Kepala Dinas Perindustrian dan Perdagangan Sulut, Sanny Parengkuan mengatakan dari total transaksi capai Rp 11,3 miliar paling banyak didominasi oleh komoditi jagung.
Katanya, dari 16 komoditas yang berhasil dilelang, Jagung menjadi yang terbanyak dalam transaksi tersebut. Salah satu komoditi andalan Sulut ini membukukan transaksi sebesar Rp 7.412.500.000 atau sekitar 65,13 persen dari total transaksi yang ada.
Dalam PLKA kali ini, Jagung berhasil melelang dua jenis komoditinya.
“Pertama, Jagung dengan volume 50 ton berhasil dijual dengan transaksi sebesar Rp 162.500.000 dan kedua, Jagung Hibrida dengan jumlah volume 2.500 ton dengan total transaksi Rp 7.412.500.000,” Kata Parengkuan.
Menurutnya, PLKA ketiga ini sebenarnya diadakan bulan lalu, namun karena masih dalam tahap perbaikan, maka PLKA tersebut dilaksanakan bulan Juli ini. “Memang bulan lalu sengaja tidak dilaksanakan karena kami masih melakukan evaluasi. Agar PLKA ini bisa benar-benar bermanfaat bagi pembeli dan penjual,” tuturnya.

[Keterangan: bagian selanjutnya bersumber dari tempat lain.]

PR #527, opened 2023-10-18
virtio: Fix delete_virtqueues function

arnopo:
The function should return void. the reason is that vdev->func->delete_virtqueues() is optional and return void.

To be generic we should call virtio_delete_virtqueues in all cases. Then depending on the dispatcher we do nothing or call delete_virtqueues()

Fixes: 7f90610 ("virtio: add create_virtqueues and delete_virtqueues in virtio_dispatch")

### DIFF
--- a/lib/include/openamp/virtio.h
+++ b/lib/include/openamp/virtio.h
@@ -298,18 +298,13 @@ int virtio_create_virtqueues(struct virtio_device *vdev, unsigned int flags,
  *
  * @param vdev	Pointer to virtio device structure.
  *
- * @return 0 on success, otherwise error code.
  */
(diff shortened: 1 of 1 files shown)


arnopo:
git lint report an false positive error :
`UC4 Line exceeds max length (89>80): "Fixes: 7f90610 ("virtio: add create_virtqueues and delete_virtqueues in virtio_dispatch")"`
To ignore as this line is standard to declare fix

CV-Bowen:
@arnopo LGTM

tnmysh (approved):
LGTM

edmooring (approved):
Looks good to go.

Issue #455, opened 2022-11-30
Build failure - Ubuntu 22.10 / gcc-12


danmilea:
Build open-amp for Linux as described in build_linux in
https://github.com/OpenAMP/open-amp/blob/main/.github/actions/build_ci/entrypoint.sh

Parengkuan juga mengingatkan kepada para petugas PLKA, untuk lebih rajin dan fokus lagi dalam mencari calon pembeli dan penjual dalam PLKA berikutnya.
“Kalau boleh besok sudah bisa jalan, sehingga bisa terjadi transaksi yang lebih banyak lagi,” ujar Parengkuan.
Pelaksanaan PLKA mendatang, tambahnya bakal berjalan secara efektif. Karena nantinya PLKA akan mengundung perbankan. “Yang pasti dengan persyaratan yang lunak atau bunga ringan, sehingga PLKA berikutnya jadi lebih profesioanl atau lebih hidup lagi,” ungkapnya.
Sementara itu, total transaksi PLKA periode ketiga ini sebesar Rp 11.381.700.000. Komoditi yang diperdagangkan, yaitu beras, cabe rawit, cengkeh, daging ayam, dodol salak, gabah kering panen, gula merah, ikan malalugis, ikan nila, ikan nike, salak biji, telur itik dan udang air tawar.